于是这晚她穿起了新旗袍又站在窗台前看星星,孟晚珍的想法总和常人不一样,别人看月亮她偏要看星星,灯灭了,星星不就亮了吗?可她又有些怕黑,便点一支蜡烛立在窗柩边。
他站在花园的小道上,他在望向黑夜深处,烟身在他指间上下晃动,落下簇簇的灰,他的唇边升起一层薄薄的烟雾,笼住他的面容,叫她看不清他的眼睛。
孟晚珍吹灭了蜡烛。
其实好多次她都看到他了,他回了家晚上就爱躲在花园里抽烟,望着远处仿佛在思索什么,皱起的眉头、偏薄的嘴唇,月光打在他脸上,仰头时可以瞧见下颌骨线条也利落,这都比星星好看。
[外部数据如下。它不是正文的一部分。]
PR #1262, opened 2022-08-22
Don't explicitly set MLIR_PDLL_TABLEGEN_EXE

marbre:
With llvm/llvm-project@91b6f76, the variable `MLIR_PDLL_TABLEGEN_EXE` is
set as a cache variable in MLIR upstream.

Likely requires an update of externals/mlir-hlo to
tensorflow/mlir-hlo@4f2a00b or later.

### DIFF
--- a/CMakeLists.txt
+++ b/CMakeLists.txt
@@ -106,9 +106,6 @@ if(CMAKE_SOURCE_DIR STREQUAL CMAKE_CURRENT_SOURCE_DIR)
 else()
   message(STATUS "Torch-MLIR in-tree build.")
   # In-tree build with LLVM_EXTERNAL_PROJECTS=torch-mlir
-  if (TORCH_MLIR_ENABLE_MHLO)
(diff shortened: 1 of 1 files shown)


jpienaar (approved):
Change looks good, are you going to wait until the bump happens? (I'm assuming no presubmits fail here for related reason as this is only enabled for the MHLO and that's not yet part of presubmit).

powderluv (approved):
Thank you

marbre:
> Change looks good, are you going to wait until the bump happens? (I'm assuming no presubmits fail here for related reason as this is only enabled for the MHLO and that's not yet part of presubmit).

I know that a similar fix "broke" IREE but I think in that case the underlying LLVM-integrate was missing. That is not the case here (the LLVM version used includes llvm/llvm-project@91b6f76) though we could probably merge without breaking anything. However, the change might only fully functional *after* MLIR-HLO is up-to-date enough as well.

PR #1265, opened 2022-08-23
Roll Torch-MLIR_Architecture.png into main diagram

powderluv:
Update all references to `torch` dialect
Roll the Torch-MLIR_Architecture.png contents into main diagram
Remove torch_dispatch() which was originally FX lowering


silvasean (changes requested):
The "backend contract" box is super important for the architecture.md use of Torch-MLIR_Architecture.png, but probably not for the README. I think these two diagrams (README and architecture.md) have two slightly different target audiences, so let's keep them as separate files for now.

Also, the Torch dialect is actually used throughout the "purple" boxes in the Torch-MLIR "frontend". It is really deceptive to have it only in the backend.

Overall I think the original diagram is really good, and we just need to remove the torch_dispatch and replace Torch-MLIR Dialct with "Torch Dialect".

sjain-stanford:
Gentle check-in on this :) 

I believe this is good to go with these two boxes removed?

image

powderluv:
> Overall I think the original diagram is really good, and we just need to remove the torch_dispatch and replace Torch-MLIR Dialct with "Torch Dialect".

Updated per @silvasean  comment.  PTAL

silvasean (approved):

sjain-stanford:
> Remove torch_dispatch() which was originally FX lowering

I don't think this was removed in the commit you just force pushed @powderluv .

powderluv:
Ah ok. I missed the first part. Thanks for fixing in the follow on

PR #1984, opened 2023-03-28
Remove convolution_overrideable, convolution_backward_overrideable

ramiro050:
The ops `aten.convolution_overrideable` and
`aten.convolution_backward_overrideable` are currently not e2e tested in Torch-MLIR. Moreover, there is no way to add e2e tests for them because the ops cannot be called using the CPU backend (this also prevents adding tested dtype functions for these ops). Since these two ops are not expected to ever appear in PyTorch traces obtained through standard means (https://github.com/pytorch/pytorch/issues/97481), Torch-MLIR should not have to worry about them.


li-plus (approved):
LGTM, btw do we have gpu machine for ci by any chance?

ramiro050:
> btw do we have gpu machine for ci by any chance?

One had been added https://github.com/llvm/torch-mlir/issues/1669, but then I think it got removed since people no longer needed it. @powderluv, can you confirm? 

What is the use case you need a GPU in CI for?

powderluv:
yup we dropped it since we now moved to tracing the F16 graphs on the cpu.

PR #1990, opened 2023-03-31
Use meta tensors for shape and dtype function tests

ramiro050:
There are some restrictions on the CPU device that prevent the current dtype functions from working with graphs extracted using other devices. For example, many ops don't support float16 on CPU, but they do on CUDA. To avoid these restrictions, this commit switches the abstract interpretation library testing framework to use the META device. The META device is a lot more lenient in terms of what dtypes are supported, runs computations on cpu, and because META tensors don't carry any data, the actual checks are performed much faster. This removes all the float16 restrictions.

I did notice some inconsistencies in the expected results for one op when using CPU vs META, and some ops simply don't work on the META device. I will open bugs upstream for the inconsistencies, and in a follow up patch I will add a way for `@check`s to specify device to test the ops that don't run on META. For now, I have commented out the tests of those ops.

Inconsistent ops:
- aten.threshold_backward

Cannot run on META:
- aten._convolution
- aten._convolution.deprecated
- aten.bincount


li-plus (approved):
LGTM!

她自顾自地想,看了他那么多次也没怎么说过话,这不算点头之交也算偷看之交了,想到这儿,她便噗嗤笑出来。
可突然他察觉到什么似的,他倏地回过头,那眼神直冲冲杀过来,她慌忙地躲在一旁,用窗帘遮住自己,心仿佛要从胸口掉出来。
又过一会儿,她偷摸看了一眼,他转身进了一楼。
他要是发现了怎么办?万一,万一他真要上来了又怎么办?
对不起,我只是在看星星。这样会不会显得有些矫情,她捏着手指想,算了,反正灯没开,真要上来了,那还是直接装睡好了。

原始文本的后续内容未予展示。